Please return each record exactly as it stands.

[Collected data entries]

= Beginning of Section =

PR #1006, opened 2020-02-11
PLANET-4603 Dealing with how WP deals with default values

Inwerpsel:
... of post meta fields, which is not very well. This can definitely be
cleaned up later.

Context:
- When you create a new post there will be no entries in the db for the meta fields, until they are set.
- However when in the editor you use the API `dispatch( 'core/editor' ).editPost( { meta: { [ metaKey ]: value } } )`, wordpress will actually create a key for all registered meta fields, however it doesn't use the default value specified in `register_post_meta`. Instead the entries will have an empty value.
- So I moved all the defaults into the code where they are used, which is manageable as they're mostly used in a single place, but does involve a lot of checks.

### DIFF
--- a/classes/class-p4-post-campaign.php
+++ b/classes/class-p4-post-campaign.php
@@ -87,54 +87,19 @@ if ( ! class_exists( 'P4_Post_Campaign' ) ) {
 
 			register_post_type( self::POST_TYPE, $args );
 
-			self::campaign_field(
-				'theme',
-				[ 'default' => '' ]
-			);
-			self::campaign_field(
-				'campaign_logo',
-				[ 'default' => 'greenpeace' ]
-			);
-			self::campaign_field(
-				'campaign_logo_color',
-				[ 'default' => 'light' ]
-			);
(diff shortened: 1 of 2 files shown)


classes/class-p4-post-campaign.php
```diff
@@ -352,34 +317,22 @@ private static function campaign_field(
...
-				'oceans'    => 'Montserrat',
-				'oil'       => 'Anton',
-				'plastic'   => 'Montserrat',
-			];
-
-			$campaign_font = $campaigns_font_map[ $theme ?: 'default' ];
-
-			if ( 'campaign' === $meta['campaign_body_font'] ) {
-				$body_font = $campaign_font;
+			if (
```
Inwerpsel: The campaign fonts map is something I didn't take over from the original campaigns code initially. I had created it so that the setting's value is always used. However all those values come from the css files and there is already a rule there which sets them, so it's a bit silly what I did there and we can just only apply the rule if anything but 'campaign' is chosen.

= End of Section =

** FINISHED EXERCISE **
PR #1006, opened 2020-02-11
PLANET-4603 Dealing with how WP deals with default values

Inwerpsel:
... of post meta fields, which is not very well. This can definitely be
cleaned up later.

Context:
- When you create a new post there will be no entries in the db for the meta fields, until they are set.
- However when in the editor you use the API `dispatch( 'core/editor' ).editPost( { meta: { [ metaKey ]: value } } )`, wordpress will actually create a key for all registered meta fields, however it doesn't use the default value specified in `register_post_meta`. Instead the entries will have an empty value.
- So I moved all the defaults into the code where they are used, which is manageable as they're mostly used in a single place, but does involve a lot of checks.

### DIFF
--- a/classes/class-p4-post-campaign.php
+++ b/classes/class-p4-post-campaign.php
@@ -87,54 +87,19 @@ if ( ! class_exists( 'P4_Post_Campaign' ) ) {
 
 			register_post_type( self::POST_TYPE, $args );
 
-			self::campaign_field(
-				'theme',
-				[ 'default' => '' ]
-			);
-			self::campaign_field(
-				'campaign_logo',
-				[ 'default' => 'greenpeace' ]
-			);
-			self::campaign_field(
-				'campaign_logo_color',
-				[ 'default' => 'light' ]
-			);
(diff shortened: 1 of 2 files shown)


classes/class-p4-post-campaign.php
```diff
@@ -352,34 +317,22 @@ private static function campaign_field(
...
-				'oceans'    => 'Montserrat',
-				'oil'       => 'Anton',
-				'plastic'   => 'Montserrat',
-			];
-
-			$campaign_font = $campaigns_font_map[ $theme ?: 'default' ];
-
-			if ( 'campaign' === $meta['campaign_body_font'] ) {
-				$body_font = $campaign_font;
+			if (
```
Inwerpsel: The campaign fonts map is something I didn't take over from the original campaigns code initially. I had created it so that the setting's value is always used. However all those values come from the css files and there is already a rule there which sets them, so it's a bit silly what I did there and we can just only apply the rule if anything but 'campaign' is chosen.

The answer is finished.